Agarwal Ranjana* and Sebastian V. J.

The economic role of FDI is increasingly becoming significant in the Indian economy with the transition of FDI policy from a restrictive phase of seventies and early eighties to a relatively liberal phase of nineties. FDI is an important indicator of economic growth and also stimulator of competitiveness. Foreign direct investment has been seen as a dominant determinant to achieve high rate of economic growth because it brings in scarce capital resource, raise technological capability and increase efficiency through enhancing domestic competition. The share of services sector is large in terms of GDP. In developed countries, majority of GDP is contributed by services sector. In developing countries like India, share of services has been increasing in terms of GDP. The contribution of services sector in Indian economy is now almost half of GDP. It is expected to increase further with very high growth rates. After liberalization, FDI inwards flows have increased tremendously. A look at FDI statistics shows that distribution of FDI is uneven across sectors. What is the role of FDI in services sector? Which countries are contributing to service sector FDI. What are the main sectors in services where FDI is flowing?

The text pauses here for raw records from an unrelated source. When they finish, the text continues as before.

PR #358, opened 2025-07-24
PM-23655: Map WI-FI -> Note

abergs:
## 🎟️ Tracking
https://bitwarden.atlassian.net/browse/PM-23655

## 📔 Objective

Maps wifi into a note on import

## ⏰ Reminders before review

- CI builds passed
  team

## 🦮 Reviewer guidelines


crates/bitwarden-exporters/src/cxf/secure_note.rs
Hinton, line 1: I think this file should be called wifi.

crates/bitwarden-exporters/src/cxf/secure_note.rs
```diff
@@ -0,0 +1,167 @@
...
+    if let Some(hidden) = &wifi.hidden {
+        fields.push(Field {
+            name: Some("Hidden".to_string()),
+            value: Some(if hidden.value.0 { "true" } else { "false" }.to_string()),
+            r#type: FieldType::Boolean as u8,
+            linked_id: None,
+        });
+    }
+
+    fields
```
Hinton: **suggestion:** Rather than using a mutable vector we can use iterator chaining.

```suggestion
      [
        wifi.ssid.as_ref().map(|ssid| Field {
            name: Some("SSID".to_string()),
            value: Some(ssid.value.0.clone()),
            r#type: FieldType::Text as u8,
            linked_id: None,
        }),
        wifi.passphrase.as_ref().map(|passphrase| Field {
            name: Some("Passphrase".to_string()),
            value: Some(passphrase.value.0.clone()),
            r#type: FieldType::Hidden as u8,
            linked_id: None,
        }),
        wifi.network_security_type.as_ref().map(|security| {
            let security_str = match &security.value {
                credential_exchange_format::EditableFieldWifiNetworkSecurityType::Unsecured => "Unsecured",
                credential_exchange_format::EditableFieldWifiNetworkSecurityType::WpaPersonal => "WPA Personal",
                credential_exchange_format::EditableFieldWifiNetworkSecurityType::Wpa2Personal => "WPA2 Personal",
                credential_exchange_format::EditableFieldWifiNetworkSecurityType::Wpa3Personal => "WPA3 Personal",
                credential_exchange_format::EditableFieldWifiNetworkSecurityType::Wep => "WEP",
                credential_exchange_format::EditableFieldWifiNetworkSecurityType::Other(s) => s,
            };
            Field {
                name: Some("Network Security Type".to_string()),
                value: Some(security_str.to_string()),
                r#type: FieldType::Text as u8,
                linked_id: None,
            }
        }),
        wifi.hidden.as_ref().map(|hidden| Field {
            name: Some("Hidden".to_string()),
            value: Some(if hidden.value.0 { "true" } else { "false" }.to_string()),
            r#type: FieldType::Boolean as u8,
            linked_id: None,
        }),
    ]
    .into_iter()
    .filter_map(|f| f)
    .collect()
```

crates/bitwarden-exporters/src/cxf/secure_note.rs
```diff
@@ -0,0 +1,167 @@
...
+
+        // Security type field
+        assert_eq!(fields[2].name, Some("Network Security Type".to_string()));
+        assert_eq!(fields[2].value, Some("WPA2 Personal".to_string()));
+        assert_eq!(fields[2].r#type, FieldType::Text as u8);
+
+        // Hidden field
+        assert_eq!(fields[3].name, Some("Hidden".to_string()));
+        assert_eq!(fields[3].value, Some("false".to_string()));
+        assert_eq!(fields[3].r#type, FieldType::Boolean as u8);
```
Hinton: **suggestion:** Similar to how we test it in `login`, https://github.com/bitwarden/sdk-internal/blob/1ba460c77a0704e15ef3b4c4104c6554f6061d9d/crates/bitwarden-exporters/src/cxf/login.rs#L300-L344 we can compare the vector directly i.e.

```rust
assert_eq!(
  fields
  vec![
    // ....
]);
```

crates/bitwarden-exporters/src/cxf/secure_note.rs
```diff
@@ -0,0 +1,167 @@
...
+        security_type: Option<EditableFieldWifiNetworkSecurityType>,
+        hidden: Option<bool>,
+    ) -> WifiCredential {
+        WifiCredential {
+            ssid: ssid.map(|s| EditableField {
+                id: None,
+                value: EditableFieldString(s.to_string()),
+                label: None,
+                extensions: None,
+            }),
```
Hinton: **suggestion:** Use the `from` available for the `EditableField` variants.

```suggestion
            ssid: ssid.map(|s| EditableFieldString(s.to_string())),
```

Hinton: At that point do we need the helper?

crates/bitwarden-exporters/src/cxf/secure_note.rs
```diff
@@ -0,0 +1,167 @@
...
+            }
+            credential_exchange_format::EditableFieldWifiNetworkSecurityType::Wpa2Personal => {
+                "WPA2 Personal"
+            }
+            credential_exchange_format::EditableFieldWifiNetworkSecurityType::Wpa3Personal => {
+                "WPA3 Personal"
+            }
+            credential_exchange_format::EditableFieldWifiNetworkSecurityType::Wep => "WEP",
+            credential_exchange_format::EditableFieldWifiNetworkSecurityType::Other(s) => s,
+        };
```
Hinton: **suggestion:** Extract this to a separate function that we can also test.

crates/bitwarden-exporters/src/cxf/secure_note.rs
```diff
@@ -0,0 +1,167 @@
...
+    let mut fields = Vec::new();
+
+    // SSID: Text field
+    if let Some(ssid) = &wifi.ssid {
+        fields.push(Field {
+            name: Some("SSID".to_string()),
+            value: Some(ssid.value.0.clone()),
+            r#type: FieldType::Text as u8,
+            linked_id: None,
+        });
```
Hinton: **suggestion:** It would be useful for us to have a helper for creating custom fields.

```Rust
fn create_field(name: &str, value: str, type: FieldType) {}

crate_field("SSID", ssid.value.0, FieldType::Text)
```

Hinton (changes requested):
Thanks!

I've suggested some general patterns that should make it a bit more similar to the codebase and improve the readability.

crates/bitwarden-exporters/src/cxf/secure_note.rs
abergs: Implemented in another PR, is that ok?

crates/bitwarden-exporters/src/cxf/secure_note.rs
abergs: That aligns with my other PRs where I changed my approach (to minimize conflicts) so I agree

crates/bitwarden-exporters/src/cxf/secure_note.rs
abergs: Thanks! To me this seems harder to read, but I'm sure that's just because I'm still getting used to rust. Happy to change it.

crates/bitwarden-exporters/src/cxf/secure_note.rs
Hinton: Up to you, you will have to go back and clean this up afterwards.

abergs:
Thank you for the feedback @Hinton, it's been incorporated.

crates/bitwarden-exporters/src/cxf/wifi.rs
```diff
@@ -0,0 +1,233 @@
...
+impl From<(&str, String, FieldType)> for Field {
+    fn from((name, value, field_type): (&str, String, FieldType)) -> Self {
+        Field {
+            name: Some(name.to_string()),
+            value: Some(value),
+            r#type: field_type as u8,
+            linked_id: None,
+        }
+    }
+}
```
Hinton: **suggestion:** Implementing `From` for a tuple is quite confusing and I think we'd be better of having a regular function, similar to the one in the tests.

**issue:** We're accepting a `&str`, and `String` in the same function. The `&str` is then immediately copied using `to_string`. For consistency we should change it all to be owned strings (i.e. `String`). (The reason we use `String` instead of `&str` is that in case we already have a `String` we would end up with an unnecessary copy of the string.

crates/bitwarden-exporters/src/cxf/wifi.rs
```diff
@@ -0,0 +1,233 @@
...
+    }
+
+    #[test]
+    fn test_wifi_to_fields_all_fields() {
+        let wifi = create_wifi_credential(
+            Some("MyWiFi"),
+            Some("secret123"),
+            Some(EditableFieldWifiNetworkSecurityType::Wpa2Personal),
+            Some(false),
+        );
```
Hinton: **suggestion:** Skip the helper function and just write it out. While it's _slightly_ more code (barely) it reduces the complexity of understanding what the test does.

```suggestion
        let wifi = WifiCredential {
            ssid: Some("MyWiFi".to_string().into()),
            passphrase: Some("secret123".to_string().into()),
            network_security_type: Some(EditableFieldWifiNetworkSecurityType::Wpa2Personal.into()),
            hidden: Some(false.into()),
        };
```

crates/bitwarden-exporters/src/cxf/wifi.rs
```diff
@@ -0,0 +1,233 @@
...
+
+    /// Helper function to create a Field for testing
+    fn create_field(name: &str, value: &str, field_type: FieldType) -> Field {
+        Field {
+            name: Some(name.to_string()),
+            value: Some(value.to_string()),
+            r#type: field_type as u8,
+            linked_id: None,
+        }
+    }
```
Hinton: **issue:** This function is the same as the `From` tuple.

**suggestion:** Remove it and rely on the previous implementation.

crates/bitwarden-exporters/src/cxf/wifi.rs
```diff
@@ -0,0 +1,233 @@
...
+
+        assert_eq!(
+            fields,
+            vec![
+                create_field("SSID", "MyWiFi", FieldType::Text),
+                create_field("Passphrase", "secret123", FieldType::Hidden),
+                create_field("Network Security Type", "WPA2 Personal", FieldType::Text),
+                create_field("Hidden", "false", FieldType::Boolean),
+            ]
+        );
```
Hinton: An alternative is to fully write out the fields in the test.

```suggestion
assert_eq!(
            fields,
            vec![
                Field {
                    name: Some("SSID".to_string()),
                    value: Some("MyWiFi".to_string()),
                    r#type: 0,
                    linked_id: None
                },
                Field {
                    name: Some("Passphrase".to_string()),
                    value: Some("secret123".to_string()),
                    r#type: 1,
                    linked_id: None
                },
                Field {
                    name: Some("Network Security Type".to_string()),
                    value: Some("WPA2 Personal".to_string()),
                    r#type: 0,
                    linked_id: None
                },
                Field {
                    name: Some("Hidden".to_string()),
                    value: Some("false".to_string()),
                    r#type: 2,
                    linked_id: None
                }
            ]
        );
```

If we keep the current helper we should change it to the same implementation as the code, and add unit tests to validate it produces the expected output.

Hinton (dismissed):

crates/bitwarden-exporters/src/cxf/editable_field.rs
```diff
@@ -0,0 +1,225 @@
...
+        value: Some(field.field_value()),
+        r#type: field.field_type() as u8,
+        linked_id: None,
+    }
+}
+
+/// Trait to convert EditableField types to Field values and types
+pub(super) trait EditableFieldToField {
+    fn field_value(&self) -> String;
+    fn field_type(&self) -> FieldType;
```
dani-garcia: Suggestion, `field_type` never uses `&self`, so I'd probably remove it from the trait. In fact it might be a better idea to change the definition to:
```rust
pub(super) trait EditableFieldToField {
    const FIELD_TYPE: FieldType;
    fn field_value(&self) -> String;
}
```

This way it's more clear that a field type will never change?

crates/bitwarden-exporters/src/cxf/editable_field.rs
```diff
@@ -0,0 +1,225 @@
...
+    }
+
+    fn field_type(&self) -> FieldType {
+        FieldType::Hidden
+    }
+}
+
+impl EditableFieldToField for EditableField<EditableFieldBoolean> {
+    fn field_value(&self) -> String {
+        if self.value.0 { "true" } else { "false" }.to_string()
```
dani-garcia: booleans already get stringified as `true/false`, so we can just call tostring on it directly
```suggestion
        self.value.0.to_string()
```

crates/bitwarden-exporters/src/cxf/editable_field.rs
```diff
@@ -0,0 +1,225 @@
...
+/// Convert WiFi security type enum to human-readable string
+fn security_type_to_string(security_type: &EditableFieldWifiNetworkSecurityType) -> &str {
+    match security_type {
+        EditableFieldWifiNetworkSecurityType::Unsecured => "Unsecured",
+        EditableFieldWifiNetworkSecurityType::WpaPersonal => "WPA Personal",
+        EditableFieldWifiNetworkSecurityType::Wpa2Personal => "WPA2 Personal",
+        EditableFieldWifiNetworkSecurityType::Wpa3Personal => "WPA3 Personal",
+        EditableFieldWifiNetworkSecurityType::Wep => "WEP",
+        EditableFieldWifiNetworkSecurityType::Other(s) => s,
+    }
```
dani-garcia: This is more of a personal thing, but when matching enums with big names, I like to star import the variants to avoid the repetition:
```rust
    use EditableFieldWifiNetworkSecurityType::*;
    match security_type {
        Unsecured => "Unsecured",
        WpaPersonal => "WPA Personal",
        Wpa2Personal => "WPA2 Personal",
        Wpa3Personal => "WPA3 Personal",
        Wep => "WEP",
        Other(s) => s,
    }
```

crates/bitwarden-exporters/src/cxf/editable_field.rs
```diff
@@ -0,0 +1,225 @@
...
+
+use crate::Field;
+
+/// Helper function to create a Field from any EditableField type
+pub(super) fn create_field<T>(name: String, field: &T) -> Field
+where
+    T: EditableFieldToField,
+{
+    Field {
+        name: Some(name),
```
dani-garcia: Almost every time we call this function, we're passing it a &str and calling .into() each time. It feels like it would be simpler to do something like:
```rust
pub(super) fn create_field<T>(name: impl Into<String>, field: &T) -> Field
where
    T: EditableFieldToField,
{
    Field {
        name: Some(name.into()),
```
And then functions could pass a &str or a String as needed.

crates/bitwarden-exporters/src/cxf/editable_field.rs
```diff
@@ -0,0 +1,225 @@
...
+        value: Some(field.field_value()),
+        r#type: field.field_type() as u8,
+        linked_id: None,
+    }
+}
+
+/// Trait to convert EditableField types to Field values and types
```
dani-garcia: We should probably be a bit more clear in who owns each type, as they have very similar names and they're easy to confuse.
```suggestion
/// Trait to convert CXP EditableField types to Bitwarden Field values and types
```

dani-garcia (commented):
Looks pretty good, I have some comments

crates/bitwarden-exporters/src/cxf/editable_field.rs
Hinton: It is, I initially thought we might at some point need to dynamically determine it but I can't think of a reason to do so beyond future proofing.

dani-garcia (approved):

abergs:
Thank you @dani-garcia and @Hinton for your fast and helpful review on this.

PR #361, opened 2025-07-25
[PM-23639] Add CXF Import mappings

abergs:
## 🎟️ Tracking
https://bitwarden.atlassian.net/browse/PM-23639

## 📔 Objective

This PR adds the CXF sample from the repo so that we can use it for reference in unit tests.

**It also servers as the feature branch for adding CXF Import mappings for multiple CXF data types.**

## ⏰ Reminders before review

- CI builds passed
  team

## 🦮 Reviewer guidelines


abergs:
How do I tell Sonar to relax?

crates/bitwarden-exporters/src/cxf/import.rs
```diff
@@ -177,10 +181,38 @@ struct GroupedCredentials {
...
+    fn load_sample_cxf() -> Result<Vec<ImportingCipher>, CxfError> {
+        use std::fs;
+
+        // Read the actual CXF example file
+        let cxf_data = fs::read_to_string("resources/cxf_example.json")
+            .expect("Should be able to read cxf_example.json");
+
+        // Workaround for library bug: the example file has "integrityHash" but the library expects
+        // "integrationHash"
+        let fixed_cxf_data = cxf_data.replace("\"integrityHash\":", "\"integrationHash\":");
```
Hinton: This should be fixed now, you can update the credential exchange lib to use the git commit.

crates/bitwarden-exporters/src/cxf/import.rs
```diff
@@ -15,9 +15,13 @@ use crate::{
...
 pub(crate) fn parse_cxf(payload: String) -> Result<Vec<ImportingCipher>, CxfError> {
-    let account: CxfAccount = serde_json::from_str(&payload)?;
+    let header: Header = serde_json::from_str(&payload)?;
 
-    let items: Vec<ImportingCipher> = account.items.into_iter().flat_map(parse_item).collect();
+    let items: Vec<ImportingCipher> = header
+        .accounts
+        .into_iter()
+        .flat_map(|account| account.items.into_iter().flat_map(parse_item))
+        .collect();
```
Hinton: **question:** Why are we changing this to header? The input from Apple is accounts.

Hinton (changes requested):

crates/bitwarden-exporters/src/cxf/import.rs
abergs: The json file starts with the header info, right? https://github.com/bitwarden/sdk-internal/pull/361/files#diff-4c4eca692a72e9b9bac1667196afc5849a5a26dfce4260540bcacc0722047870R2

abergs: I see what you mean. It's used differently between the Apple call site and the cxf_example.json I guess?

crates/bitwarden-exporters/src/cxf/import.rs
abergs: yes, adressed.

crates/bitwarden-exporters/Cargo.toml
```diff
@@ -20,7 +20,7 @@ uniffi = ["dep:uniffi", "bitwarden-core/uniffi"] # Uniffi bindings
 wasm = [
     "bitwarden-vault/wasm",
     "dep:tsify",
-    "dep:wasm-bindgen"
+    "dep:wasm-bindgen",
```
Hinton: You need to run cargo sort here.

crates/bitwarden-exporters/src/cxf/import.rs
```diff
@@ -22,6 +27,24 @@ pub(crate) fn parse_cxf(payload: String) -> Result<Vec<ImportingCipher>, CxfErro
...
+    let header: Header = serde_json::from_str(&payload)?;
+
+    let items: Vec<ImportingCipher> = header
+        .accounts
+        .into_iter()
+        .flat_map(|account| account.items.into_iter().flat_map(parse_item))
+        .collect();
+
+    Ok(items)
+}
```
Hinton: **suggestion:** Move into the text cfg. We can lift it out when it becomes relevant.

crates/bitwarden-exporters/Cargo.toml
abergs: > Finished: Cargo.toml for bitwarden-exporters is sorted already, no changes made

🤷

crates/bitwarden-exporters/src/cxf/import.rs
abergs: Moved.

crates/bitwarden-exporters/Cargo.toml
abergs: done

crates/bitwarden-exporters/resources/cxf_example.json
```diff
@@ -0,0 +1,599 @@
...
+                    "id": "Z4cFmc21Q5-vCVwd1wJx1g",
+                    "creationAt": 1705142400,
+                    "modifiedAt": 1705228800,
+                    "title": "SSH Key",
+                    "subtitle": "GitHub",
+                    "credentials": [
+                        {
+                            "type": "ssh-key",
+                            "keyType": "ssh-rsa",
+                            "privateKey": "MC4CAQAwBQYDK2VwBCIEID-U9VakauO4Fsv4b_znpDHcdYg74U68siZjnWLPn7Q1",
```
Hinton, line 285: We tweaked this again, let's see which ends up in the final example.

Hinton (dismissed):

crates/bitwarden-exporters/src/cxf/identity.rs
```diff
@@ -0,0 +1,292 @@
...
+) -> (Option<String>, Option<String>) {
+    full_name.as_ref().map_or((None, None), |name| {
+        let parts: Vec<&str> = name.value.0.split_whitespace().collect();
+        match parts.as_slice() {
+            [] => (None, None),
+            [first] => (Some(first.to_string()), None),
+            [first, rest @ ..] => (Some(first.to_string()), Some(rest.join(" "))),
+        }
+    })
+}
```
Hinton, line 249: **suggestion:** Can we add some unit tests to this one in this file?

crates/bitwarden-exporters/src/cxf/login.rs
```diff
@@ -18,17 +19,42 @@ use crate::{Fido2Credential, Field, Login, LoginUri};
...
+/// This ensures we use the exact same encoding and formatting as Bitwarden's core implementation
+fn totp_credential_to_totp(cxf_totp: &TotpCredential) -> Totp {
+    let algorithm = match cxf_totp.algorithm {
+        OTPHashAlgorithm::Sha1 => TotpAlgorithm::Sha1,
+        OTPHashAlgorithm::Sha256 => TotpAlgorithm::Sha256,
+        OTPHashAlgorithm::Sha512 => TotpAlgorithm::Sha512,
+        OTPHashAlgorithm::Unknown(ref algo) if algo == "steam" => TotpAlgorithm::Steam,
+        OTPHashAlgorithm::Unknown(_) | _ => TotpAlgorithm::Sha1, /* Default to SHA1 for unknown
+                                                                  * algorithms */
+    };
```
Hinton: **question (non blocking):** Do you want to extract this. into it's own function and implement unit tests for all braces? I don't think it's strictly required but might be nice.

crates/bitwarden-exporters/src/cxf/import.rs
```diff
@@ -30,7 +40,7 @@ fn convert_date(ts: Option<u64>) -> DateTime<Utc> {
         .unwrap_or(Utc::now())
 }
 
-fn parse_item(value: Item) -> Vec<ImportingCipher> {
+pub(super) fn parse_item(value: Item) -> Vec<ImportingCipher> {
```
Hinton, line 45: **suggestion:** I believe this is only used in a test case within `note.rs` now, if we move that test case into this file we can make this private again.

crates/bitwarden-exporters/src/cxf/import.rs
```diff
@@ -181,6 +238,42 @@ mod tests {
 
     use super::*;
 
+    /**
+     * Parse CXF payload in the format compatible with the CXF specification (At the
+     * Header-level).
+     */
```
Hinton: **issue:** Wrong comments, rust almost always uses `//`, and `///` when it should be exposed as documentation.

Hinton (changes requested):

crates/bitwarden-exporters/src/cxf/import.rs
abergs: The CXF sample tests depend on this method. I've moved them to their own file now, so this visibility is still needed.

crates/bitwarden-exporters/src/cxf/import.rs
abergs: TIL. Thanks, fixed.

crates/bitwarden-exporters/src/cxf/identity.rs
abergs: Yes, I've added some basic tests with none/empty values as well as more common strings.

crates/bitwarden-exporters/src/cxf/login.rs
abergs: Yes, done.

crates/bitwarden-exporters/src/cxf/import.rs
```diff
@@ -40,85 +51,96 @@ fn parse_item(value: Item) -> Vec<ImportingCipher> {
...
+    ]
+    .into_iter()
+    .flatten()
+    .for_each(|(identity, custom_fields)| {
+        add_item(CipherType::Identity(Box::new(identity)), custom_fields);
+    });
+
+    // Standalone Note credentials -> Secure Note (only if no other credentials exist)
+    if !grouped.note.is_empty() && output.is_empty() {
+        let standalone_note_content = grouped.note.first().map(extract_note_content);
```
Hinton, line 151: This should probably use add_item?

abergs: That was my first thought too, but it can't because we run into a problem with the borrow checker on the output array which is capture in the conditional (I think that's why, but I'm no expert). It wouldn't compile when I used the add_item. 

Perhaps it could be refactored to work? I know to little rust to know in what way.

Hinton: Probably. Let's handle it later.

crates/bitwarden-exporters/src/cxf/import_sample_tests.rs
```diff
@@ -0,0 +1,378 @@
...
+        let note_cipher = items
+            .iter()
+            .find(|cipher| cipher.name == "Home alarm")
+            .expect("Should find Home alarm note item");
+
+        // Validate it's a SecureNote cipher
+        match &note_cipher.r#type {
+            CipherType::SecureNote(_) => (), // Successfully identified as SecureNote
+            _ => panic!("Expected SecureNote for standalone note credential"),
+        }
```
Hinton, line 113: We generally recommend using if let when you only care about a single branch. (This applies to most tests in this file)

```suggestion
        let identity = if let CipherType::Identity(identity) = &address_cipher.r#type {
            identity
        } else {
            panic!("Expected Identity cipher for address")
        };
```

crates/bitwarden-exporters/src/cxf/import_sample_tests.rs
```diff
@@ -0,0 +1,378 @@
...
+
+        let issuing_authority = identity_document_cipher
+            .fields
+            .iter()
+            .find(|f| f.name.as_deref() == Some("Issuing Authority"))
+            .expect("Should have Issuing Authority");
+        assert_eq!(
+            issuing_authority.value,
+            Some("Department of State".to_string())
+        );
```
Hinton: **suggestion:** Compare fields directly which checks more than just the value.
```suggestion
        let expected_fields = vec![
            Field {
                name: Some("Issuing Country".to_string()),
                value: Some("US".to_string()),
                r#type: FieldType::Text as u8,
                linked_id: None,
            },
            Field {
                name: Some("Nationality".to_string()),
                value: Some("American".to_string()),
                r#type: FieldType::Text as u8,
                linked_id: None,
            },
            Field {
                name: Some("Birth Date".to_string()),
                value: Some("1990-04-15".to_string()),
                r#type: FieldType::Text as u8,
                linked_id: None,
            },
            Field {
                name: Some("Birth Place".to_string()),
                value: Some("New York, USA".to_string()),
                r#type: FieldType::Text as u8,
                linked_id: None,
            },
            Field {
                name: Some("Sex".to_string()),
                value: Some("F".to_string()),
                r#type: FieldType::Text as u8,
                linked_id: None,
            },
            Field {
                name: Some("Issue Date".to_string()),
                value: Some("2020-01-01".to_string()),
                r#type: FieldType::Text as u8,
                linked_id: None,
            },
            Field {
                name: Some("Expiry Date".to_string()),
                value: Some("2030-01-01".to_string()),
                r#type: FieldType::Text as u8,
                linked_id: None,
            },
            Field {
                name: Some("Issuing Authority".to_string()),
                value: Some("Department of State".to_string()),
                r#type: FieldType::Text as u8,
                linked_id: None,
            },
        ];

        assert_eq!(identity_document_cipher.fields, expected_fields);
```

Hinton (dismissed):

crates/bitwarden-exporters/Cargo.toml
```diff
@@ -30,9 +30,10 @@ bitwarden-core = { workspace = true }
 bitwarden-crypto = { workspace = true }
 bitwarden-error = { workspace = true }
 bitwarden-fido = { workspace = true }
+bitwarden-ssh = { workspace = true }
 bitwarden-vault = { workspace = true }
 chrono = { workspace = true, features = ["std"] }
-credential-exchange-format = ">=0.1, <0.2"
+credential-exchange-format = { git = "https://github.com/bitwarden/credential-exchange", rev = "38e8a013c13644f832c457555baaa536fe481b77" }
```
dani-garcia, line 36: Question: Are we going to make a new release of this crate?

crates/bitwarden-exporters/src/cxf/identity.rs
```diff
@@ -0,0 +1,461 @@
...
+
+/// Convert address credentials to Identity (no custom fields needed for address)
+/// According to the mapping specification:
+/// - streetAddress: EditableField<"string"> → Identity::address1
+/// - city: EditableField<"string"> → Identity::city
+/// - territory: EditableField<"subdivision-code"> → Identity::state
+/// - country: EditableField<"country-code"> → Identity::country
+/// - tel: EditableField<"string"> → Identity::phone
+/// - postalCode: EditableField<"string"> → Identity::postal_code
+pub(super) fn address_to_identity(address: &AddressCredential) -> (Identity, Vec<Field>) {
```
dani-garcia: Non-blocking thought: With all the amount of clones we're doing in this function, I feel like it would be easier to take `AddressCredential` by value and just clone the whole struct once when it's passed in. Similar thing for the other conversion functions here.

crates/bitwarden-exporters/src/cxf/identity.rs
```diff
@@ -0,0 +1,461 @@
...
+        person_name.surname_prefix.as_ref(),
+        person_name.surname.as_ref(),
+        person_name.surname2.as_ref(),
+    ]
+    .into_iter()
+    .flatten()
+    .map(|field| field.value.0.clone())
+    .collect::<Vec<_>>()
+    .into_iter()
+    .reduce(|acc, part| format!("{} {}", acc, part));
```
dani-garcia: This will be a warning in the latest version of rust:
```suggestion
    .reduce(|acc, part| format!("{acc} {part}"));
```

crates/bitwarden-ssh/src/import.rs
```diff
@@ -32,6 +32,12 @@ pub fn import_key(
     }
 }
 
+/// Import a DER encoded private key, and returns a decoded [SshKeyView]. This is primarily used for
+/// importing SSH keys from other Credential Managers through Credential Exchange.
+pub fn import_pkcs8_der(encoded_key: &[u8]) -> Result<SshKeyView, SshKeyImportError> {
```
dani-garcia: Why not make `import_der_key` public, instead of having this wrapper that just calls it?

crates/bitwarden-exporters/Cargo.toml
Hinton: Yes. I wanted to explore if we needed anything else since we'll need a major bump again 😞 .

crates/bitwarden-exporters/src/cxf/identity.rs
Hinton: Done, much simpler code.

dani-garcia (approved):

What is the pattern of investment in each sub sector? Which firms are receiving more investment? This paper looks into these issues by examining primary data. A microanalysis of firm investment pattern has been done for Delhi region. Using primary data, this examines investment patterns of firms in 3 major sectors from 2004 to 2006. Data used is for Delhi region taken from Department of Industrial Policy and Promotion It is seen that FDI flow is skewed across different sub sectors. The financial services sector is receiving much more FDI as compared to other sectors. Few firms have much more FDI flowing in as compared to others. Three firms namely, Citi Financial, Kappa Industries and India Bulls are receiving maximum FDI. Policymakers liberalized FDI norms for overall development of the economy. Policy should be made so that all firms, small, medium and large benefit from investment process.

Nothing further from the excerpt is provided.